==== Provided data

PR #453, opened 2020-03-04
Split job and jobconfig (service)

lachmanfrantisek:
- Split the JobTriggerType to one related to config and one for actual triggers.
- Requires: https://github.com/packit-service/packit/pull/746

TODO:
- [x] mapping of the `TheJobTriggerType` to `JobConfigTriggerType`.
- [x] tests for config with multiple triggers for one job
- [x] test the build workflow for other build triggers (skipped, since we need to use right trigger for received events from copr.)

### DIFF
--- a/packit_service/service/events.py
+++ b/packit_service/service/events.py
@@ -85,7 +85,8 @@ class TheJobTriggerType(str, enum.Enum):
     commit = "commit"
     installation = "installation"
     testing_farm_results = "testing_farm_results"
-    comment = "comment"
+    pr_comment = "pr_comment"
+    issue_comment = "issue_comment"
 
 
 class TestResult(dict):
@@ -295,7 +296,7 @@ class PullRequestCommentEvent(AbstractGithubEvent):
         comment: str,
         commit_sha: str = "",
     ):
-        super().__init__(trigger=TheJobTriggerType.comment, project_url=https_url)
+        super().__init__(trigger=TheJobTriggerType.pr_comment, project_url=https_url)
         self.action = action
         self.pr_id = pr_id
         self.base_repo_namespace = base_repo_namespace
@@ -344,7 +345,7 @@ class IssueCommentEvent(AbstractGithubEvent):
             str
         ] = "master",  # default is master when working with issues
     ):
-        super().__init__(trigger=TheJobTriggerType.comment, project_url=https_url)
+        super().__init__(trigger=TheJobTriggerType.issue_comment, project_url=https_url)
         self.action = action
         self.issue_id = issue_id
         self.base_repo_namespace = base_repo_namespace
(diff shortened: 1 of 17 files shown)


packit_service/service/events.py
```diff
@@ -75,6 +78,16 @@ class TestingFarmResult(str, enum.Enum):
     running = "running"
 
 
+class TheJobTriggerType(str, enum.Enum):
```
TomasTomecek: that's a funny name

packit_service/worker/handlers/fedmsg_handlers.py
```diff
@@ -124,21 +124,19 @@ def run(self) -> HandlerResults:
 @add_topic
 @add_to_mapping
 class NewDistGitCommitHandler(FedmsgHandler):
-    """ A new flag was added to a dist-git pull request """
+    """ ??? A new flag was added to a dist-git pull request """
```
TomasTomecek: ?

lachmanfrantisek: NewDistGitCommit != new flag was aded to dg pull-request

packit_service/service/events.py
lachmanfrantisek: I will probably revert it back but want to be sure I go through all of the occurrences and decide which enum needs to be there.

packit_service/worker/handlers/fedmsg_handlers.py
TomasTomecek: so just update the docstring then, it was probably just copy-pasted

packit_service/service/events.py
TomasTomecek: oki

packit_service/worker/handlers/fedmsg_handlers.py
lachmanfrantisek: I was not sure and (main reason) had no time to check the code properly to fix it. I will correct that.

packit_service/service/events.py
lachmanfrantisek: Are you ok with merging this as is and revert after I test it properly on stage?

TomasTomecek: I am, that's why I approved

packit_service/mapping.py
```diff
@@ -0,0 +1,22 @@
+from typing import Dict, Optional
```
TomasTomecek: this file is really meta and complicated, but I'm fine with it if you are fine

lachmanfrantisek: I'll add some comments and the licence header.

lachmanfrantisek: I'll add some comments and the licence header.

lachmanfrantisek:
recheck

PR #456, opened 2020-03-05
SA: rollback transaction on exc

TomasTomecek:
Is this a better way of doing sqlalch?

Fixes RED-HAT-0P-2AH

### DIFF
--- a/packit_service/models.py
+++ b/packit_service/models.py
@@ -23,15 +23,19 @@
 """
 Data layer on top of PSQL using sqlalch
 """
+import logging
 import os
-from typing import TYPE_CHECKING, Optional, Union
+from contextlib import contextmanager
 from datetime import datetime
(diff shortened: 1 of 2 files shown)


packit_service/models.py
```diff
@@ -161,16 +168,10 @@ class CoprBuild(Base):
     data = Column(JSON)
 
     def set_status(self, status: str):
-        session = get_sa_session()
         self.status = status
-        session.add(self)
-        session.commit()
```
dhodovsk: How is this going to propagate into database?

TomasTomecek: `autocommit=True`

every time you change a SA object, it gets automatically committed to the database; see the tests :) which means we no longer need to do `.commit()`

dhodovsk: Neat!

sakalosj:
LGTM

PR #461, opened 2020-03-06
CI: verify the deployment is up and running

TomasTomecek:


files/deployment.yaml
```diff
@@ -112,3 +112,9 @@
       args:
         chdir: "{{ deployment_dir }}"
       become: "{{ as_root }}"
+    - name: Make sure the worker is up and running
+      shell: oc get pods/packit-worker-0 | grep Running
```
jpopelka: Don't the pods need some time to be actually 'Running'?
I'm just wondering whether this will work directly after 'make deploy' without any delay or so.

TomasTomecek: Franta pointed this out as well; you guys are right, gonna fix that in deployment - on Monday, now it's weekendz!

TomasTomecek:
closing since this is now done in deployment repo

========

■ Work order:
Your job is to give the data above again exactly, in full.

■ Your solution:
PR #453, opened 2020-03-04
Split job and jobconfig (service)

lachmanfrantisek:
- Split the JobTriggerType to one related to config and one for actual triggers.
- Requires: https://github.com/packit-service/packit/pull/746

TODO:
- [x] mapping of the `TheJobTriggerType` to `JobConfigTriggerType`.
- [x] tests for config with multiple triggers for one job
- [x] test the build workflow for other build triggers (skipped, since we need to use right trigger for received events from copr.)

### DIFF
--- a/packit_service/service/events.py
+++ b/packit_service/service/events.py
@@ -85,7 +85,8 @@ class TheJobTriggerType(str, enum.Enum):
     commit = "commit"
     installation = "installation"
     testing_farm_results = "testing_farm_results"
-    comment = "comment"
+    pr_comment = "pr_comment"
+    issue_comment = "issue_comment"
 
 
 class TestResult(dict):
@@ -295,7 +296,7 @@ class PullRequestCommentEvent(AbstractGithubEvent):
         comment: str,
         commit_sha: str = "",
     ):
-        super().__init__(trigger=TheJobTriggerType.comment, project_url=https_url)
+        super().__init__(trigger=TheJobTriggerType.pr_comment, project_url=https_url)
         self.action = action
         self.pr_id = pr_id
         self.base_repo_namespace = base_repo_namespace
@@ -344,7 +345,7 @@ class IssueCommentEvent(AbstractGithubEvent):
             str
         ] = "master",  # default is master when working with issues
     ):
-        super().__init__(trigger=TheJobTriggerType.comment, project_url=https_url)
+        super().__init__(trigger=TheJobTriggerType.issue_comment, project_url=https_url)
         self.action = action
         self.issue_id = issue_id
         self.base_repo_namespace = base_repo_namespace
(diff shortened: 1 of 17 files shown)


packit_service/service/events.py
```diff
@@ -75,6 +78,16 @@ class TestingFarmResult(str, enum.Enum):
     running = "running"
 
 
+class TheJobTriggerType(str, enum.Enum):
```
TomasTomecek: that's a funny name

packit_service/worker/handlers/fedmsg_handlers.py
```diff
@@ -124,21 +124,19 @@ def run(self) -> HandlerResults:
 @add_topic
 @add_to_mapping
 class NewDistGitCommitHandler(FedmsgHandler):
-    """ A new flag was added to a dist-git pull request """
+    """ ??? A new flag was added to a dist-git pull request """
```
TomasTomecek: ?

lachmanfrantisek: NewDistGitCommit != new flag was aded to dg pull-request

packit_service/service/events.py
lachmanfrantisek: I will probably revert it back but want to be sure I go through all of the occurrences and decide which enum needs to be there.

packit_service/worker/handlers/fedmsg_handlers.py
TomasTomecek: so just update the docstring then, it was probably just copy-pasted

packit_service/service/events.py
TomasTomecek: oki

packit_service/worker/handlers/fedmsg_handlers.py
lachmanfrantisek: I was not sure and (main reason) had no time to check the code properly to fix it. I will correct that.

packit_service/service/events.py
lachmanfrantisek: Are you ok with merging this as is and revert after I test it properly on stage?

TomasTomecek: I am, that's why I approved

packit_service/mapping.py
```diff
@@ -0,0 +1,22 @@
+from typing import Dict, Optional
```
TomasTomecek: this file is really meta and complicated, but I'm fine with it if you are fine

lachmanfrantisek: I'll add some comments and the licence header.

lachmanfrantisek: I'll add some comments and the licence header.

lachmanfrantisek:
recheck

PR #456, opened 2020-03-05
SA: rollback transaction on exc

TomasTomecek:
Is this a better way of doing sqlalch?

Fixes RED-HAT-0P-2AH

### DIFF
--- a/packit_service/models.py
+++ b/packit_service/models.py
@@ -23,15 +23,19 @@
 """
 Data layer on top of PSQL using sqlalch
 """
+import logging
 import os
-from typing import TYPE_CHECKING, Optional, Union
+from contextlib import contextmanager
 from datetime import datetime
(diff shortened: 1 of 2 files shown)


packit_service/models.py
```diff
@@ -161,16 +168,10 @@ class CoprBuild(Base):
     data = Column(JSON)
 
     def set_status(self, status: str):
-        session = get_sa_session()
         self.status = status
-        session.add(self)
-        session.commit()
```
dhodovsk: How is this going to propagate into database?

TomasTomecek: `autocommit=True`

every time you change a SA object, it gets automatically committed to the database; see the tests :) which means we no longer need to do `.commit()`

dhodovsk: Neat!

sakalosj:
LGTM

PR #461, opened 2020-03-06
CI: verify the deployment is up and running

TomasTomecek:


files/deployment.yaml
```diff
@@ -112,3 +112,9 @@
       args:
         chdir: "{{ deployment_dir }}"
       become: "{{ as_root }}"
+    - name: Make sure the worker is up and running
+      shell: oc get pods/packit-worker-0 | grep Running
```
jpopelka: Don't the pods need some time to be actually 'Running'?
I'm just wondering whether this will work directly after 'make deploy' without any delay or so.

TomasTomecek: Franta pointed this out as well; you guys are right, gonna fix that in deployment - on Monday, now it's weekendz!

TomasTomecek:
closing since this is now done in deployment repo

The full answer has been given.